INSTRUCTIONS TO FOLLOW: Print, exactly and completely, every entry in the data.

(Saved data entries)
━━━━

Issue #206, opened 2018-11-06
Allow efficiently combining VIEW with SYMMETRY reduction


ctmarinas:
For the attached spec and configuration file, with symmetry reduction, TLC generates 244 distinct states. Adding a debug "cmd" variable but limiting the VIEW to exclude it leads to TLC generating 470 distinct states. Ideally, the distinct states should remain at 244 when both SYMMETRY and VIEW are used.
[CPU.zip](https://github.com/tlaplus/tlaplus/files/2552823/CPU.zip)

lemmy:
https://github.com/tlaplus/tlaplus/blob/f17cbf1a20c65302857e61431bc49c317e693417/tlatools/src/tlc2/tool/TLCStateMut.java#L154-L255

PR #1369, opened 2026-04-03
fix: compute permutation on VIEW for fingerprint

marco6:
This PR attempts to fix #1368 and #206 by computing the view upfront and then applying symmetry sets to it.

Tests are passing, and trying it with both the simple TLA+ spec in #1368 and with the original #206 one seems to report the expected number of states.

I wanted to add both specs to the test cases, but I am not sure how to check the expected number of states generated. Probably adding a new test case in Java? Is it overkill? Please give me some guidance here.

### DIFF
--- a/tlatools/org.lamport.tlatools/src/tlc2/tool/TLCStateMut.java
+++ b/tlatools/org.lamport.tlatools/src/tlc2/tool/TLCStateMut.java
@@ -166,110 +166,112 @@ public final class TLCStateMut extends TLCState implements Serializable {
    *
    * Since the values in this state can be shared by multiple threads
    * via the state queue. They have to be normalized before adding to
-   * the state queue.  We do that here.
+   * the state queue. We do that here.
    */
-	public final long fingerPrint() {
-		int sz = this.values.length;
+  public final long fingerPrint() {
+    int sz = this.values.length;
+    for (int i = 0; i < sz; i++) {
+      this.values[i].deepNormalize();
+    }
 
-		// TLC supports symmetry reduction. Symmetry reduction works by defining classes
-		// of symmetrically equivalent states for which TLC only checks a
-		// single representative of the equivalence class (orbit). E.g. in a two
-		// process mutual exclusion problem, the process ids are - most of the time -
-		// not relevant with regards to mutual exclusion: We don't care if process A or
-		// B is in the critical section as long as only a single process is in CS. Thus
-		// two states are symmetric that only differ in the process id variable value.
-		// Symmetry can also be observed graphically in the state graph s.t. subgraphs
-		// are isomorphic (Graph Isomorphism). Instead of enumerating the complete state
-		// graph, TLC enumerates one of the isomorphic subgraphs whose state correspond
-		// to the representatives. With respect to the corresponding Kripke structure M,
-		// the resulting Kripke M' is called the "quotient structure" (see "Exploiting
-		// Symmetry in Temporal Logic Model Checking" by Clarke et al).
-		// 
-		// The definition of equivalence classes (orbits) is provided manually by the
-		// user at startup by defining 1 to n symmetry sets. Thus TLC has to find
-		// representative at runtime only which happens below. Given any state s, TLC
-		// evaluates rep(s) to find the lexicographically smallest state ss = rep(s)
-		// with regards to the variable values. The state ss is then fingerprint instead
-		// of s.
-		//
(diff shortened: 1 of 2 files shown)


lemmy:
@marco6 Thanks for your effort on this—much appreciated.

Please note that fingerprinting, symmetry, and views are particularly sensitive areas. Because of this, we need a very high level of confidence in the correctness of any changes before they can be accepted.

There are many existing Java/JUnit tests under tlatools/org.lamport.tlatools/test/ that verify expected counts of generated and distinct states (as well as counterexamples, etc.). You can reuse this testing infrastructure to add targeted tests for this specific area of TLC.

nit: Please try to minimize unrelated code reformatting so the diffs remain small and easier to review.

Calvin-L:
Yes, thanks for opening this PR. :)

My intuition says that this is a good change, provided we can get enough confidence that it's safe.

That said, I'll note that reversing the order of permutation/view symmetry might not be a universal win. Here's a sneaky little spec where the number of distinct states actually _increases_ with this change:

```tla
---- MODULE GitHub1369ViewSymmetry ----

EXTENDS TLC

CONSTANT S
VARIABLE x

Init == x = 0
Next == x' \in S
Spec == Init /\ [][Next]_x

Symmetry == Permutations(S)
View == <<x, CHOOSE a \in S: TRUE>>

====
```

```
SPECIFICATION Spec

CONSTANT S = {a,b}

SYMMETRY Symmetry
VIEW View
```

On current master (becec3564816c48dc07b9ab64319c8f7e606376d):

```
5 states generated, 2 distinct states found, 0 states left on queue.
```

On this branch (70dacb804f22de5e740999fd9d8cf9533112253d):

```
7 states generated, 3 distinct states found, 0 states left on queue.
```

I'm guessing that
 1. This change is safe and is a win when the view is symmetric wrt. the permutations
 2. For all practical use cases, the view is symmetric wrt. the permutations

In my sneaky spec above, the view is _not_ symmetric wrt. the permutations because it uses `CHOOSE` to pick a distinguished element of `S`.

...but it warrants further thought. My guesses might be wrong, and off the top of my head I'm not even sure how to rigorously define "the view is symmetric wrt. the permutations".

marco6:
> we need a very high level of confidence in the correctness of any changes before they can be accepted

Sure! Some tests are failing, I will try to spend some time digging into that. Also I will try to add the example and the original #206 one.

Another way could be to introduce this as an "experimental" feature for some time? Like either controlling that through a flag or an env variable? WDYT?

@Calvin-L while I cannot say I have any type of *proof* that computing the view before the symmetry set is the absolute best, isn't your example actually showing an improvement over correctness? 

Reading that spec, I see that a view can take 3 possible values under the symmetry set:

```
<< 0, a >> <-- init state with any of the values in the set
<< a, a >> <--- case where they are equal
<< a, b >> <--- case where they are *not* equal
```

Dumping the states from the example above gives me only two though:

```
<< 0, a >>
<< a, a >>
```

Am I missing something? From my PoV checking only two states is wrong in this case.

marco6:
@Calvin-L to show what I mean, I think it is enough to add an invariant to your spec:

```TLA
---- MODULE test ----

EXTENDS TLC

CONSTANT S
VARIABLE x

Init == x = 0
Next == x' \in S
Spec == Init /\ [][Next]_x

Symmetry == Permutations(S)
View == <<x, CHOOSE a \in S: TRUE>>
AreAlwaysEqual == x = 0 \/ x = CHOOSE a \in S: TRUE

====
SPECIFICATION Spec

CONSTANT S = {a,b}

SYMMETRY Symmetry
VIEW View

INVARIANT AreAlwaysEqual
```

The invariant can't really be true as `S` is composed by two distinct values and there must be a case where the invariant is violated as a single value can't equal two distinct values at the same time.

TLC reports *no error* here with the symmetry set. With a build from this branch, I get:

```
Computing initial states...
Finished computing initial states: 1 distinct state generated at 2026-04-07 09:30:17.
Error: Invariant AreAlwaysEqual is violated.
Error: The behavior up to this point is:
State 1: <Initial predicate>
x = 0

State 2: <Next line 9, col 9 to line 9, col 16 of module test>
x = b

3 states generated, 3 distinct states found, 1 states left on queue.
The depth of the complete state graph search is 2.
Finished in 00s at (2026-04-07 09:30:17)
```

Which seems more correct? Consider that I say "more" correct as I suspect that the example is not fit for using a symmetry set at all and that even with this patch, removing the view doesn't trigger the invariant failure.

━━━━

TASK ANSWER:
Issue #206, opened 2018-11-06
Allow efficiently combining VIEW with SYMMETRY reduction


ctmarinas:
For the attached spec and configuration file, with symmetry reduction, TLC generates 244 distinct states. Adding a debug "cmd" variable but limiting the VIEW to exclude it leads to TLC generating 470 distinct states. Ideally, the distinct states should remain at 244 when both SYMMETRY and VIEW are used.
[CPU.zip](https://github.com/tlaplus/tlaplus/files/2552823/CPU.zip)

lemmy:
https://github.com/tlaplus/tlaplus/blob/f17cbf1a20c65302857e61431bc49c317e693417/tlatools/src/tlc2/tool/TLCStateMut.java#L154-L255

PR #1369, opened 2026-04-03
fix: compute permutation on VIEW for fingerprint

marco6:
This PR attempts to fix #1368 and #206 by computing the view upfront and then applying symmetry sets to it.

Tests are passing, and trying it with both the simple TLA+ spec in #1368 and with the original #206 one seems to report the expected number of states.

I wanted to add both specs to the test cases, but I am not sure how to check the expected number of states generated. Probably adding a new test case in Java? Is it overkill? Please give me some guidance here.

### DIFF
--- a/tlatools/org.lamport.tlatools/src/tlc2/tool/TLCStateMut.java
+++ b/tlatools/org.lamport.tlatools/src/tlc2/tool/TLCStateMut.java
@@ -166,110 +166,112 @@ public final class TLCStateMut extends TLCState implements Serializable {
    *
    * Since the values in this state can be shared by multiple threads
    * via the state queue. They have to be normalized before adding to
-   * the state queue.  We do that here.
+   * the state queue. We do that here.
    */
-	public final long fingerPrint() {
-		int sz = this.values.length;
+  public final long fingerPrint() {
+    int sz = this.values.length;
+    for (int i = 0; i < sz; i++) {
+      this.values[i].deepNormalize();
+    }
 
-		// TLC supports symmetry reduction. Symmetry reduction works by defining classes
-		// of symmetrically equivalent states for which TLC only checks a
-		// single representative of the equivalence class (orbit). E.g. in a two
-		// process mutual exclusion problem, the process ids are - most of the time -
-		// not relevant with regards to mutual exclusion: We don't care if process A or
-		// B is in the critical section as long as only a single process is in CS. Thus
-		// two states are symmetric that only differ in the process id variable value.
-		// Symmetry can also be observed graphically in the state graph s.t. subgraphs
-		// are isomorphic (Graph Isomorphism). Instead of enumerating the complete state
-		// graph, TLC enumerates one of the isomorphic subgraphs whose state correspond
-		// to the representatives. With respect to the corresponding Kripke structure M,
-		// the resulting Kripke M' is called the "quotient structure" (see "Exploiting
-		// Symmetry in Temporal Logic Model Checking" by Clarke et al).
-		// 
-		// The definition of equivalence classes (orbits) is provided manually by the
-		// user at startup by defining 1 to n symmetry sets. Thus TLC has to find
-		// representative at runtime only which happens below. Given any state s, TLC
-		// evaluates rep(s) to find the lexicographically smallest state ss = rep(s)
-		// with regards to the variable values. The state ss is then fingerprint instead
-		// of s.
-		//
(diff shortened: 1 of 2 files shown)


lemmy:
@marco6 Thanks for your effort on this—much appreciated.

Please note that fingerprinting, symmetry, and views are particularly sensitive areas. Because of this, we need a very high level of confidence in the correctness of any changes before they can be accepted.

There are many existing Java/JUnit tests under tlatools/org.lamport.tlatools/test/ that verify expected counts of generated and distinct states (as well as counterexamples, etc.). You can reuse this testing infrastructure to add targeted tests for this specific area of TLC.

nit: Please try to minimize unrelated code reformatting so the diffs remain small and easier to review.

Calvin-L:
Yes, thanks for opening this PR. :)

My intuition says that this is a good change, provided we can get enough confidence that it's safe.

That said, I'll note that reversing the order of permutation/view symmetry might not be a universal win. Here's a sneaky little spec where the number of distinct states actually _increases_ with this change:

```tla
---- MODULE GitHub1369ViewSymmetry ----

EXTENDS TLC

CONSTANT S
VARIABLE x

Init == x = 0
Next == x' \in S
Spec == Init /\ [][Next]_x

Symmetry == Permutations(S)
View == <<x, CHOOSE a \in S: TRUE>>

====
```

```
SPECIFICATION Spec

CONSTANT S = {a,b}

SYMMETRY Symmetry
VIEW View
```

On current master (becec3564816c48dc07b9ab64319c8f7e606376d):

```
5 states generated, 2 distinct states found, 0 states left on queue.
```

On this branch (70dacb804f22de5e740999fd9d8cf9533112253d):

```
7 states generated, 3 distinct states found, 0 states left on queue.
```

I'm guessing that
 1. This change is safe and is a win when the view is symmetric wrt. the permutations
 2. For all practical use cases, the view is symmetric wrt. the permutations

In my sneaky spec above, the view is _not_ symmetric wrt. the permutations because it uses `CHOOSE` to pick a distinguished element of `S`.

...but it warrants further thought. My guesses might be wrong, and off the top of my head I'm not even sure how to rigorously define "the view is symmetric wrt. the permutations".

marco6:
> we need a very high level of confidence in the correctness of any changes before they can be accepted

Sure! Some tests are failing, I will try to spend some time digging into that. Also I will try to add the example and the original #206 one.

Another way could be to introduce this as an "experimental" feature for some time? Like either controlling that through a flag or an env variable? WDYT?

@Calvin-L while I cannot say I have any type of *proof* that computing the view before the symmetry set is the absolute best, isn't your example actually showing an improvement over correctness? 

Reading that spec, I see that a view can take 3 possible values under the symmetry set:

```
<< 0, a >> <-- init state with any of the values in the set
<< a, a >> <--- case where they are equal
<< a, b >> <--- case where they are *not* equal
```

Dumping the states from the example above gives me only two though:

```
<< 0, a >>
<< a, a >>
```

Am I missing something? From my PoV checking only two states is wrong in this case.

marco6:
@Calvin-L to show what I mean, I think it is enough to add an invariant to your spec:

```TLA
---- MODULE test ----

EXTENDS TLC

CONSTANT S
VARIABLE x

Init == x = 0
Next == x' \in S
Spec == Init /\ [][Next]_x

Symmetry == Permutations(S)
View == <<x, CHOOSE a \in S: TRUE>>
AreAlwaysEqual == x = 0 \/ x = CHOOSE a \in S: TRUE

====
SPECIFICATION Spec

CONSTANT S = {a,b}

SYMMETRY Symmetry
VIEW View

INVARIANT AreAlwaysEqual
```

The invariant can't really be true as `S` is composed by two distinct values and there must be a case where the invariant is violated as a single value can't equal two distinct values at the same time.

TLC reports *no error* here with the symmetry set. With a build from this branch, I get:

```
Computing initial states...
Finished computing initial states: 1 distinct state generated at 2026-04-07 09:30:17.
Error: Invariant AreAlwaysEqual is violated.
Error: The behavior up to this point is:
State 1: <Initial predicate>
x = 0

State 2: <Next line 9, col 9 to line 9, col 16 of module test>
x = b

3 states generated, 3 distinct states found, 1 states left on queue.
The depth of the complete state graph search is 2.
Finished in 00s at (2026-04-07 09:30:17)
```

Which seems more correct? Consider that I say "more" correct as I suspect that the example is not fit for using a symmetry set at all and that even with this patch, removing the view doesn't trigger the invariant failure.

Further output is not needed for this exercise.